Unused 'Akira' Storyboards Blended Iconic Images With New Twists
Most fans of Katsuhiro Otomo's 1988 animated masterpiece Akira never wanted a live action remake to happen. But Warner Bros., the studio who holds the rights, has been pushing the issue for about five years. Almost every single prominent actors in his late-twenties or early-thirties was floated as possibly playing the star of the film, Kaneda, and several directors have been attached too. The most recent being Jaume Collet-Serra who almost got the film in front of cameras – he had even auditioned and cast some roles – before the studio pulled the plug on the film for what feels like the 10th time.
A live action Akira may still happen but, for now, it just lives in that weird limbo of films that got close but never made it. Which just means, for years to come, we'll hopefully be rewarded with glimpses at pre-production work hinting at what could have been.
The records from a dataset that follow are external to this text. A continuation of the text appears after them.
PR #588, opened 2020-11-14
PoC logging

rogeralsing:
PoC for logging extension.

It contains a temp hack capturing the current static Log factory and copies that into the new LogExtension.

The LogExtension is then accessible from anywhere you have access to the ActorSystem.

**Some things to consider,** I really don't want to create a new logger per `ActorContext` as that would be very expensive.
Maybe this can be solved with some form of shared ActorContext logger.

There are some examples showing how this new feature is used for Remote, Cluster and MemberList.

Thoughts?

This could all also be done w/o any form of extensions, just having a LoggerFactory prop on the actor system, so maybe this PR overcomplicates things here.

### DIFF
--- a/src/Proto.Actor/ActorSystem.cs
+++ b/src/Proto.Actor/ActorSystem.cs
@@ -2,6 +2,7 @@ using System;
 using Google.Protobuf;
 using JetBrains.Annotations;
 using Proto.Extensions;
+using Proto.Logging;
 
 namespace Proto
 {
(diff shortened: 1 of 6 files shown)


alexeyzimarev:
When getting the `ActorSystem` instance in the producer function, each actor can create its own logger using the extension. But in reality, I would use the static Serilog logger in each actor type, not per actor instance as it's completely unnecessary. That's the weakness of the Microsoft logging abstraction tbh.

rogeralsing:
Going down the DI route instead, we could easily have a singleton Logger<T> open generics, which when fetched from the DI container yields a unique instance per T. e.g.  Logger<Deviceactor>

but, this would still eat cpu cycles resolving this. for each actor. I need to ponder this some more

PR #592, opened 2020-11-28
Some more Remote refactoring

Damian-P:
As @rogeralsing said in my last PR, the RemoteProcess can access the EndpointActor pid and then it sends directly to his EndpointActor.

The EndpointActor now sends directly to himself the various RemoteDeliver messages he's handling.*

I Added a RemoteTestFixture with the GoogleProtobuf Json serializer as default on the client node and another fixture with a custom serializer based on System.Text.Json on both nodes.

By removing some debug logs and configuring some tasks in the remote layer, the dotnet version is almost as fast as the go implementation.
Dotnet version over GrpcNet : 3 517 284 msg / sec
Dotnet version on GrpcCore : 3 249 613 msg / sec
Go version : 4 123 692 msg / sec

With the PR in the Go project I'm able to gracefully shutdown remotes between go and .net versions.


src/Proto.Remote/RemoteProcess.cs
```diff
@@ -23,35 +23,33 @@ public RemoteProcess(ActorSystem system, EndpointManager endpointManager, PID pi
 
         private void Send(object msg)
         {
+            object message;
+            var endpoint = _endpointManager.GetEndpoint(_pid.Address);
```
rogeralsing: Wouldn't it be possible to keep this `endpoint` reference around after the first lookup?
Meaning it only performs the dict lookup once.

It might have to be cleared out if the endpoint have been terminated and later recreated, but might be doable?

rogeralsing:
Awesome work. 👍🏻 
I think there might be a few more TPS to squeeze out if we cache the endpoint of the remote process.
each remote process only talks to one endpoint, so it should be doable I think.

>With the PR in the Go project I'm able to gracefully shutdown remotes between go and .net versions.

This is great! 🎉

src/Proto.Remote/RemoteProcess.cs
Damian-P: As you suggested, I'm now storing the endpoint pid in the remoteProcess. But it's done only if it's not null, keeping the current behavior when it tries to connect to a terminated endpoint.

To handle the case when the endpoint is terminated, I added a subscription to the DeadLetterEvent in the EndpointManager to handle the RemoteWatch and RemoteDeliver messages to translate them.

Issue #444, opened 2018-12-08
Client connection without callback port


sudsy:
I have been using Orleans server for several years now, but I was looking for an alternative and stumbled across this project.

I have been using Orleans in conjunction with thousands of AWS lambda processes to offload some computationally intensive workloads.

I have been looking at implementing Grpc with Orleans and having the lambda clients open a bidirectional streaming rpc with Orleans to allow messages to pass between them.

When I found your project I thought I might have found a better answer. I thought perhaps, remote actors were doing exactly that. Just opening a streaming connection to allow the rpc calls to happen.

Unfortunately (for my use case) it seems that the client is required to listen on a port to receive messages.

If I am wrong and there is a way to achieve bidirectional comms without a listening client port, please let me know.

If I am right, could we open a discussion about another way of interfacing with the server which uses the mechanism I have described above. I need to do a fair amount of work plugging gRPC to Orleans and it seems like it might be quicker to amend this project instead. I haven't had a deep dive into the architecture yet so perhaps you can comment on how plausible this approach might be.

potterdai:
@sudsy From my knowledge, the Cluster part of ProtoActor is indeed based on bidirectional message of GRPC. The client is needed in a similar way as Orleans, which is to access and send/receive messages from grains.

sudsy:
I had a look through the code and can see that there is some bidirectional communication going on and I can also see that Proto.Remote is used by Proto.Cluster to establish connectivity. It seems Proto.Remote needs a port open to communicate with other nodes. I can see in my network traces that is happening too.

I am going to put together a prototype of Proto.Client so I can use it on hosts that can't open an incoming port. Hopefully I will have something to discuss further soon.

sudsy:
@PotterDai I have put together a basic client that can connect without needing to open a tcp port for replies. The work I have done so far is in a branch called [proto_client in my fork](https://github.com/sudsy/protoactor-dotnet/tree/proto_client). All the work is kept in src/contrib. I haven't made a pull request at this stage because I wanted to discuss the approach before doing so.

My goals for this client were:

- Zero (or close to) impact on the current codebase and architecture
- Ability to support connection from AWS lambda processes (which can't open inbound ports) or other client processes
- A programming model that is natural to users of Proto.Actor
- The ability to register client actors to receive messages as well as Request Reply modes
- Support for 000's of client processes

[...]

PR #594, opened 2020-11-30
Allow client resolvers

sudsy:
## Description

I am expecting to have some time to work on the client project #444 again in the coming months and want to implement the changes in the core that will enable the work to progress.

In the end I decided that a client resolver collection would be the best way to deal with clients. This will permit clients to be registered with the actor system in the same way as remotes are registered.

Clients can be addressed with a scheme like:

 {
            address: "{clienthostaddress}",
            Id: "$client/{guid}/$2"
 }

The rest of the cluster does not need to know that it is communicating with a client.

## Purpose
This pull request is a:

## Checklist


rogeralsing:
Can you elaborate on this one?
When you say client, you mean another remote node?

For cluster we can spawn up nodes that can communicate with the cluster, while not joining themselves.
e.g.
Cluster.StartClientAsync() vs Cluster.SpawnMemberAsync()

Is this change part of making it possible to call back w/o opening a backwards connection to the calling client?

sudsy:
Yes It is part of making it possible to call back w/o opening a backwards connection to the calling client?

Perhaps we need different terminology here but for now I will use the following definitions.

ClientHost - an actor system that can accept client connections without a backwards connection to the calling client.

Client - a calling client that is connected to the ClientHost

The flow will go something like this:

- ClientHost is started just like a normal remote but it has an additional grpc service for accepting Client connections that is started on a different port (ClientHostProxy Port)

- Client connects to ClientHost Proxy Port, client is issued a guid and clientHost registers a clienthostresolver that will handle any messages addressed to:

{
address: "{clienthostaddress}",
Id: "$client/{guid}/*"
}

I have included * in the id above to indicate that it will handle anything that starts with $client/{guid}/

- The root context on the client is given the Id 

{
address: "{clienthostaddress}",
Id: "$client/{guid}/"
}

so that all actors on the client have an address of the form listed above

- When a client communicates with any other node, it always does so through this client proxy connection, with the ClientHost forwarding the messages to the destination.

- When other nodes send a message back to a client actor, they are unaware that they are sending to a client, the just send their messages to the clienthostaddress and the clienthostresolver collection takes care of mapping the ids to the correct client proxy connection.

rogeralsing:
Thanks for the explanation,
So:
```
address: "{clienthostaddress}",
Id: "$client/{guid}/"
```

the `$client/guid` part is used to match that this is should be looked up by the clienthost resolver, correct?

What if we remove that part, and instead have something in the address instead?
That way it should be possible to resolve this via the HostResolvers, just like the remoting layer does.

Address: "client://352353532@192.168.0.232"
Id: "MyActor"

something like that.

Also, the guid, why is that needed if the client has an address?
is it to disambiguate a restarted client that happens to be on the same host+port as a previous client?

sudsy:
IMHO an addressing scheme like Address: "client://352353532@192.168.0.232" looks more logical but I have some concerns about it. All nodes participating in the cluster would need to be aware of the addressing scheme. So, would need to have a host resolver on every single node to handle the resolution of the client:// scheme or some hardcoded awareness of the client:// scheme that re-routes the request to the appropriate client host. Each of the other implementations of protoactor would also need to be aware of the scheme too.

If we were going to make a change in all implementations, I would be in favour of a scheme like:

```
Address: "client://{guid}"
Id: "MyActor"
```
With the lookup of the client location to be handled by a directory (or maybe piggyback on some of the cluster directory functionality). That way, we could handle clients being disconnected and reconnecting to a different clienthost without changing the identity of the actors on the client.

While I am in favour of an approach like this, it's a bigger project than I had in mind for the coming months but I would be happy to work with someone on it.

An implementation like
```
address: "{clienthostaddress}",
Id: "$client/{guid}/"
```
is just the lightest touch implementation that I could come up with. The strength of this approach being that it is a simple implementation, the weakness of this approach is handling client's reconnecting to different clienthosts. (It could still be done, but it is a bit messy)

The reason for using a guid instead of something like 352353532 is so that the client can create it's own guid for an identity without having to request it's identity from the clienthost. The guid saves some startup time for the client (not mutch) but makes for bigger pids with a long guid instead of an integer identifier. I would be happy with either approach really.

rogeralsing:
I'm following now. I'm just dense.

```
{
address: "{clienthostaddress}", 
Id: "$client/{guid}/*"
}
```

In this case, the address is the address of the member node that received the client connection, correct?
So all other nodes only knows about this normal node, and any response to such pid would go to the the node that knows about the client, and this node would then send it back to the correct client.

This is actually brilliant!

rogeralsing:
I'm merging this in :-)

sudsy:
Yeah, that's correct. 

Thanks for the merge, glad to hear you like the approach.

The first instance of that has now been revealed: unused storyboards from one of the film's earliest incarnations. They show imagery that's both directly from the original film (and graphic novels) as well as a few twists that are very unlike the source material. Check it out below.
Thanks to IO9 for posting these revealing images. We'll discuss them after the jump.
As you can see at the top of each page, these storyboards were drawn by concept artist Sylvain Despretz when the film was in the hands of director Ruairi Robinson around 2008. He was off the film about a year later, the first of many times Akira was pronounced dead.
From the first board, you see the destruction of the city portrayed in almost identical fashion to the original film. The second board, however – the one with many more frames – shows a Caucasian Kaneda with a bike that seems more street legal and realistic than the original film. Would these choices eventually have made it into the movie? We'll never know. But you do see how Robinson was trying to take the familiar Akira iconography and mold it to the modern world.